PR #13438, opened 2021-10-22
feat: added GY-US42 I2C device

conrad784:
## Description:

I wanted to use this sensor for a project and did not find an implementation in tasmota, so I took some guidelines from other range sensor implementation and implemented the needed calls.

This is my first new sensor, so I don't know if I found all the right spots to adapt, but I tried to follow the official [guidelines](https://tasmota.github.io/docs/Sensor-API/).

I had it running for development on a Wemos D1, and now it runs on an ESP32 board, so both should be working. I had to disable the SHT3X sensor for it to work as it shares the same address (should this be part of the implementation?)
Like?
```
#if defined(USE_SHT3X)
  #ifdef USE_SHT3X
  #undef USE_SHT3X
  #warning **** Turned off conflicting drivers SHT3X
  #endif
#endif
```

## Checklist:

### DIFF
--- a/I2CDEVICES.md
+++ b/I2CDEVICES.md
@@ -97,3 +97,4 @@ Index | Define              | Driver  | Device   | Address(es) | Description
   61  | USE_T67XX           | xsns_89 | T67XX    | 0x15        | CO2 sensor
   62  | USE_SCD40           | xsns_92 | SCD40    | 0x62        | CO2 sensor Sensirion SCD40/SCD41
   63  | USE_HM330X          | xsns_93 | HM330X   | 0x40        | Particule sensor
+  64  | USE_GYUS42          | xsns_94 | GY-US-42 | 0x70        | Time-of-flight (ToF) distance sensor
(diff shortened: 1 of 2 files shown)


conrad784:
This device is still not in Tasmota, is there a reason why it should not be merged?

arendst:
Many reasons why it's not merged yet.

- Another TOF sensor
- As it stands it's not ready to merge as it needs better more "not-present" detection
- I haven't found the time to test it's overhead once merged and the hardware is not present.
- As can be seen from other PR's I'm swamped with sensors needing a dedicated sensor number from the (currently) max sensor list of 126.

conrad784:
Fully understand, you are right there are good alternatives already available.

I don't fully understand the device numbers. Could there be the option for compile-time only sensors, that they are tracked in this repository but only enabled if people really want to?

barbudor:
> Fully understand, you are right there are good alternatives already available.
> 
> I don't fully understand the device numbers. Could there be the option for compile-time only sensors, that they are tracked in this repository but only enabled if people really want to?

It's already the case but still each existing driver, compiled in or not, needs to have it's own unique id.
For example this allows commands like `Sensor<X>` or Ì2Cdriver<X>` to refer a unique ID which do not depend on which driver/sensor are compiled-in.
* * * * * * *
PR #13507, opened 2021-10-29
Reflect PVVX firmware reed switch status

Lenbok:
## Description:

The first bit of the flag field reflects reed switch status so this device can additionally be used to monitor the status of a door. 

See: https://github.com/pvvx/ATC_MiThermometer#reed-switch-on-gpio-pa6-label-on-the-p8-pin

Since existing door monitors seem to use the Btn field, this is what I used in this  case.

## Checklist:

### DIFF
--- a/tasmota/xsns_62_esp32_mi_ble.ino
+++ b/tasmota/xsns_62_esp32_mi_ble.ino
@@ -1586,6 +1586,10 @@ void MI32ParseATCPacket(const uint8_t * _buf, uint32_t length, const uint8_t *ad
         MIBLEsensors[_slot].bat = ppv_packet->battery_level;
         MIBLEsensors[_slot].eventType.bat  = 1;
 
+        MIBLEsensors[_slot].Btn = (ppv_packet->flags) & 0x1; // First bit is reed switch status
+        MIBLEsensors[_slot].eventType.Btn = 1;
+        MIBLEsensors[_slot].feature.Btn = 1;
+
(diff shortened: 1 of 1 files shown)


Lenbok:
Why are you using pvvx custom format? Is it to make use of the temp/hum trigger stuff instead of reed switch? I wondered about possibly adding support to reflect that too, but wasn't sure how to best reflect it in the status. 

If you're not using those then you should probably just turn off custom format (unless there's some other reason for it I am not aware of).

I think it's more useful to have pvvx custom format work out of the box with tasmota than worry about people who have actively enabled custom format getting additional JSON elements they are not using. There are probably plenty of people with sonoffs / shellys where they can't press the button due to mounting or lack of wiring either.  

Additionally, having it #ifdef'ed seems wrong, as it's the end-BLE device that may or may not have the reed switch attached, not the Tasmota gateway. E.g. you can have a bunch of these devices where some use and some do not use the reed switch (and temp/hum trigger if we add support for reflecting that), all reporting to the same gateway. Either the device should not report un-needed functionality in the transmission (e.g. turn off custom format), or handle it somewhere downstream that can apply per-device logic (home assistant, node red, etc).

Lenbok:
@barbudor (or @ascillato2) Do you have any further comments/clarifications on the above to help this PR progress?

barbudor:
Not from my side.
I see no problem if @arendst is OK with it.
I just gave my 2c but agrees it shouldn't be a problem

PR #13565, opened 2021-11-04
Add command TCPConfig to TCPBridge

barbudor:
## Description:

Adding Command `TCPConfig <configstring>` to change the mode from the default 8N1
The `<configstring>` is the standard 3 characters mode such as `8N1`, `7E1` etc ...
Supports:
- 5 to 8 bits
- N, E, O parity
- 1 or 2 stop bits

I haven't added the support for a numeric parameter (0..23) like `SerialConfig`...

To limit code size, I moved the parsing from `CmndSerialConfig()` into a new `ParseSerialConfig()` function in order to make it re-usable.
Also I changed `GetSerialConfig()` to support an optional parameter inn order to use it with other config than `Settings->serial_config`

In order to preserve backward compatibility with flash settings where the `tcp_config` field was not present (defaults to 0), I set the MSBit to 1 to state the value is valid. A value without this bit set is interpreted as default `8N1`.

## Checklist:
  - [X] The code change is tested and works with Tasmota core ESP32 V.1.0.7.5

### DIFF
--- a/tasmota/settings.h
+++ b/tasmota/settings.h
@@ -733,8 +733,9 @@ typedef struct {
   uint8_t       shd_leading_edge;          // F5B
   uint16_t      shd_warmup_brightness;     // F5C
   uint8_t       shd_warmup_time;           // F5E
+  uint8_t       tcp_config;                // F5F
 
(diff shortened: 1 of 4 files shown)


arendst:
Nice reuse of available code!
* * * * * * *
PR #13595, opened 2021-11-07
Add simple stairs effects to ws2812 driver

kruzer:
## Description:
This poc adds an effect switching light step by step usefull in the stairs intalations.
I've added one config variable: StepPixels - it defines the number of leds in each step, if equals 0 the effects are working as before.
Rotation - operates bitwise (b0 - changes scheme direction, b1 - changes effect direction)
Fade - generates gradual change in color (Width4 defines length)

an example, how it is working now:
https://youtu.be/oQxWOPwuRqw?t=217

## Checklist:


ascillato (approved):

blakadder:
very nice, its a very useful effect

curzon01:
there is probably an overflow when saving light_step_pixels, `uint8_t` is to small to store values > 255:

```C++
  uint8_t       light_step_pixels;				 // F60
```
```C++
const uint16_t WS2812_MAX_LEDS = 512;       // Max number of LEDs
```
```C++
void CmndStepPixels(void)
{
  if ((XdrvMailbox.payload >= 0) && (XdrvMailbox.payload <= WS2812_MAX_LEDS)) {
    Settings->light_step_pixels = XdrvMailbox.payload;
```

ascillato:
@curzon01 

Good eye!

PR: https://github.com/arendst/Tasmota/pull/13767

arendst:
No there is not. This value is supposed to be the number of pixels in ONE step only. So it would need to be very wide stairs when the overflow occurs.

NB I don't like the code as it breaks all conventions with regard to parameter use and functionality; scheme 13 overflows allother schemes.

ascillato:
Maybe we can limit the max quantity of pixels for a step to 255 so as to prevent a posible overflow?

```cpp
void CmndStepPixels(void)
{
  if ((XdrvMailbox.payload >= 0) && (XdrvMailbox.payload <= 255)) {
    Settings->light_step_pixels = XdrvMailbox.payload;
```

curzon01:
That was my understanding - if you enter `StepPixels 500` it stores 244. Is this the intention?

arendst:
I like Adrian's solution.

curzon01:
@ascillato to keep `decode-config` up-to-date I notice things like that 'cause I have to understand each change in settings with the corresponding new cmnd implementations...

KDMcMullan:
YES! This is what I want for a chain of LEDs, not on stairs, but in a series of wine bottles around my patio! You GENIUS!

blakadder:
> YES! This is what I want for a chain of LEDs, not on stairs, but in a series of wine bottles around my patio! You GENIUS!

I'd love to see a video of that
* * * * * * *
:: WORK REQUIRED ::
Copy every line from the data that includes the string "around".

:: TASK SOLUTION ::
YES! This is what I want for a chain of LEDs, not on stairs, but in a series of wine bottles around my patio! You GENIUS!
> YES! This is what I want for a chain of LEDs, not on stairs, but in a series of wine bottles around my patio! You GENIUS!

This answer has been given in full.